• _TRY IT_:
The entries must be retyped exactly, down to the last line.

◆ ◆ ◆ ◆

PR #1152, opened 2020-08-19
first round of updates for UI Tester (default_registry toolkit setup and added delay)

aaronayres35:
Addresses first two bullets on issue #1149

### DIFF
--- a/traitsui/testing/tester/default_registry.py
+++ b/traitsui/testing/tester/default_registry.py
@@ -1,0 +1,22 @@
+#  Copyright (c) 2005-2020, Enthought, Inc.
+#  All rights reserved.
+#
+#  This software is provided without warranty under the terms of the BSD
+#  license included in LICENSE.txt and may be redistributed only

◆ ◆ ◆ ◆

• _RESULT_:
PR #1152, opened 2020-08-19
first round of updates for UI Tester (default_registry toolkit setup and added delay)

aaronayres35:
Addresses first two bullets on issue #1149

### DIFF
--- a/traitsui/testing/tester/default_registry.py
+++ b/traitsui/testing/tester/default_registry.py
@@ -1,0 +1,22 @@
+#  Copyright (c) 2005-2020, Enthought, Inc.
+#  All rights reserved.
+#
+#  This software is provided without warranty under the terms of the BSD
+#  license included in LICENSE.txt and may be redistributed only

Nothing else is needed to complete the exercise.